Records to process START
PR #405, opened 2024-03-29
Allow to hook application window events

dajoha:
This can be useful to handle application-level global shortcuts.

In the same time I improved the `keyboard_handler` example, in order to demonstrate the global shortcut capability.

### DIFF
--- a/examples/keyboard_handler/Cargo.toml
+++ b/examples/keyboard_handler/Cargo.toml
@@ -8,3 +8,4 @@ version.workspace = true
 
 [dependencies]
 floem = { path = "../.." }
+floem-winit = { version = "0.29.4", features = ["rwh_05"] }
--- a/examples/keyboard_handler/src/main.rs
+++ b/examples/keyboard_handler/src/main.rs
@@ -1,31 +1,62 @@
 use floem::{
+    Application,
     event::{Event, EventListener},
     keyboard::Key,
+    peniko::Color,
+    quit_app,
+    style::CursorStyle,
     unit::UnitExt,
+    views::{text, Decorators, container},
     view::View,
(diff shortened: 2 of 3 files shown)


dominikwilkowski:
I curious how this is different to what we have now?
We have global shortcuts implemented like this: https://github.com/dominikwilkowski/vault/blob/main/src/main.rs#L256-L290 and it seems to work?

dajoha:
Hello @dominikwilkowski , sorry for late response.

1. The main reason to propose this MR is that for now, for any Linux target, global shortcuts do not work (or you must first click on an empty zone in the UI to get focus, which is unacceptable). The reason is quite simple: the main view (the one given to `Application::new().window(|| {})`) is wrapped internally by floem, in order to handle context menus. Maybe a better solution would be to remove this wrap for Linux targets, but I don't know if it's possible.
2. The 2nd reason is that sometimes, depending on the app you are writing, you may want the keyboard events to be handled at first by the application itself, not by the focused element; for example, for now, focused text editors will catch every keyboard event, and there is no way to quit with <kbd>Ctrl-Q</kbd> if you set this shortcut globally.

To summarize, as developpers we should have full control over this important aspect, but I'm certainly not enough involved to propose the best solution.

Btw as you can see, this MR is outdated, but I made a different version [here](https://github.com/dajoha/floem/commit/a12b209062f3a4b53a5d31ca16440897f930b173) where I moved the hook from `Application` to `WindowHandle`, (which allows to use the computed values for the key modifiers). I will take the time to update it soon with this new version.

dominikwilkowski:
I see. This is linux specific then? Good to know. We should check our implementation to work on linux too then :)

PR #406, opened 2024-03-30
Dependency updates

MinusGix:
Initially this started as dependency updates but has turned into updating wgpu as well, because some of this stuff was causing painful duplication.

image had default features enabled which brought in various image dependencies for things like EXR / DDS / HDR / etc. It seems better to have this as a default of "jpeg", "png" (which was possibly intended by the original PR).
The onle one from that list I was uncertain about skipping was `.ico` and `webp`: https://github.com/image-rs/image/blob/main/Cargo.toml#L70
(Or we could do "None" by default but that might confuse users)

412 -> 399

Other stuff, updating wgpu & resvg/usvg -> 385

Updated softbuffer & copypasta to avoid duplicate x11rb/x11rb-protocol.
-> 392
More random stuff -> 369

Moves `rfd` under the two feature flags `rfd-async-std`/`rfd-tokio`. (I don't see a good way to have a simple `rfd` feature with a default that doesn't make it easy to accidentally bring in both.. I think it just should be a line in the docs.)  
I have set this to off by default with the reasoning that 1) it brings in a lot of deps (369 -> 308, partially due to old zbus dependencies) 2) many programs don't bother with open/save dialogs.  

-----

I'm not sure about having the window be `'static` for wgpu. It has this via an `Arc` — so it won't lose the window handle while it has it — but that means when we drop the surface it should drop the window and then everything's fine?  
Possibly need to test with multiple windows or something to ensure there's no leakage, but I think it should be good.

------

I'll need to open another pr for the floem-vger as it needs updates wgpu

### DIFF
--- a/Cargo.toml
+++ b/Cargo.toml
@@ -23,6 +23,8 @@ lapce-xi-rope = { version = "0.3.2", features = ["serde"] }
 strum = "0.21.0"
 strum_macros = "0.21.1"
 once_cell = "1.17.1"
+image = { version = "0.24", default-features = false, features = ["jpeg", "png"] }
+im = "15.1.0"
 
 [dependencies]
 sha2 = "0.10.6"
@@ -40,7 +42,6 @@ kurbo = { version = "0.9.5", features = ["serde"] }
 unicode-segmentation = "1.10.0"
 floem-peniko = "0.1.0"
 crossbeam-channel = "0.5.6"
-im = "15.1.0"
 im-rc = "15.1.0"
 serde = { workspace = true, optional = true }
 lapce-xi-rope = { workspace = true, optional = true }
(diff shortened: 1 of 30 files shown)


MinusGix:
Depends on: https://github.com/lapce/cosmic-text/pull/5
https://github.com/lapce/vger-rs/pull/8

Once I've decided on the `'static` bit (and finished up) then it will probably be a:  
Merge cosmic -> I update vger PR -> merge vger PR -> update this PR -> merge this PR

Cargo.toml
```diff
@@ -20,27 +20,31 @@ license.workspace = true
 [workspace.dependencies]
 serde = "1.0"
 lapce-xi-rope = { version = "0.3.2", features = ["serde"] }
-strum = "0.21.0"
-strum_macros = "0.21.1"
+strum = "0.26.2"
+strum_macros = "0.26.2"
 once_cell = "1.17.1"
+image = { version = "0.24", default-features = false, features = ["jpeg", "png"] }
```
panekj, line 26: I think the defaults should be `"jpeg", "png", "ico", "webp", "gitf"` due to popularity but also being able to disable/enable any of them

PR #408, opened 2024-04-01
treat altgr as Modifier

dzhou121:


dajoha:
Hello @dzhou121 , this PR makes the text editor totally unusable with a french keyboard. Indeed, inserting the following chars is done by using "AltGr": 
```
~#{[|`\^@]}
```

dzhou121:
> Hello @dzhou121 , this PR makes the text editor totally unusable with a french keyboard. Indeed, inserting the following chars can be done only by using "AltGr":
> 
> ```
> ~#{[|`\^@]}
> ```
> 
> And hitting a "AltGr+..." keystroke does not work anymore.
> 
> Maybe this can be fixed by just adding `mods.set(Modifiers::ALTGR, false);` here?
> 
> https://github.com/lapce/floem/blob/b538f39764a38c8d190ff960c60496e318b79394/src/views/editor/view.rs#L1201

You are right. Fixed in main now.

Issue #413, opened 2024-04-08
Tooltips not hiding automatically on some cases


Narref95:
Tooltips are not getting removed when you navigate through the app using keyboard or when view is not visible.

Using widget-gallery example in Label tab there is a tooltip, if you show it and then navigate to another menu, tooltip is still visible.

![image](https://github.com/lapce/floem/assets/17275184/fbe376a7-0ace-469d-845e-53fe32fbf3e5)

This is also happening to me while using Lapce (tooltip of Cntrl + F search box is showing after I click the X button)

PR #414, opened 2024-04-09
Fix tooltip behaviour

Narref95:
fix https://github.com/lapce/floem/issues/413

As keyboard_navigatable only works when element is focused I cant use it to remove the tooltip, so I added the tooltip to the new WindowHandle field instead of overlays map (to be able to remove it directly).

New tooltip behaviour:
Hide tooltip when some key is pressed
Hide tooltip when PointerUp / PointerDown


MinusGix (approved):

Long0x0:
The tooltip still shows when dragging something over:



Could you also fix this?

Narref95:
> The tooltip still shows when dragging something over:
> 
> Could you also fix this?

Nice catch! I didn't though about dragging over the tooltip. I will try to fix that too.

jrmoulton:
My thoughts copy/paste from discord. 

> I don't think there is a strong need to special case tooltips from overlays. 
    To me it looks like a lot of duplicated API just so that you can ensure that there is only one tooltip showing at a time. I think a better solution would be to have the events that deactivate the tooltip be better handled. 

> Part of that would be having a ClickedOutside and (probably) KeyEventOutide events

> I guess specifically in this case what is happening is that the PointerLeave event doesn't fire because the underlying view can be swapped out with keyboard events. Maybe we need to send PointerLeave if that happens

Narref95:
> My thoughts copy/paste from discord.
> 
> > I don't think there is a strong need to special case tooltips from overlays.
> > To me it looks like a lot of duplicated API just so that you can ensure that there is only one tooltip showing at a time. I think a better solution would be to have the events that deactivate the tooltip be better handled.
> 
> > Part of that would be having a ClickedOutside and (probably) KeyEventOutide events
> 
> > I guess specifically in this case what is happening is that the PointerLeave event doesn't fire because the underlying view can be swapped out with keyboard events. Maybe we need to send PointerLeave if that happens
Records to process END
Exercise prompt: Lines from the top of the entries above to the line that contains "Hello @dominikwilkowski , sorry" should be set down exactly, please, with both ends kept and nothing added.

Problem solution:
PR #405, opened 2024-03-29
Allow to hook application window events

dajoha:
This can be useful to handle application-level global shortcuts.

In the same time I improved the `keyboard_handler` example, in order to demonstrate the global shortcut capability.

### DIFF
--- a/examples/keyboard_handler/Cargo.toml
+++ b/examples/keyboard_handler/Cargo.toml
@@ -8,3 +8,4 @@ version.workspace = true
 
 [dependencies]
 floem = { path = "../.." }
+floem-winit = { version = "0.29.4", features = ["rwh_05"] }
--- a/examples/keyboard_handler/src/main.rs
+++ b/examples/keyboard_handler/src/main.rs
@@ -1,31 +1,62 @@
 use floem::{
+    Application,
     event::{Event, EventListener},
     keyboard::Key,
+    peniko::Color,
+    quit_app,
+    style::CursorStyle,
     unit::UnitExt,
+    views::{text, Decorators, container},
     view::View,
(diff shortened: 2 of 3 files shown)


dominikwilkowski:
I curious how this is different to what we have now?
We have global shortcuts implemented like this: https://github.com/dominikwilkowski/vault/blob/main/src/main.rs#L256-L290 and it seems to work?

dajoha:
Hello @dominikwilkowski , sorry for late response.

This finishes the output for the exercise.